WHAT IS EXPECTED >> Each entry has to be copied exactly, with nothing missed.
Start of SUPPLIED DATA
PR #498, opened 2021-01-27
tab routing

tarafanlin:


martinalong:
Summary: Tara added routing by window.history.pushState to profiles, so that you can click back/forward within profiles but the URL will stay the same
End of SUPPLIED DATA
SOLUTION FOR THIS PROBLEM >>
PR #498, opened 2021-01-27
tab routing

tarafanlin:


martinalong:
Summary: Tara added routing by window.history.pushState to profiles, so that you can click back/forward within profiles but the URL will stay the same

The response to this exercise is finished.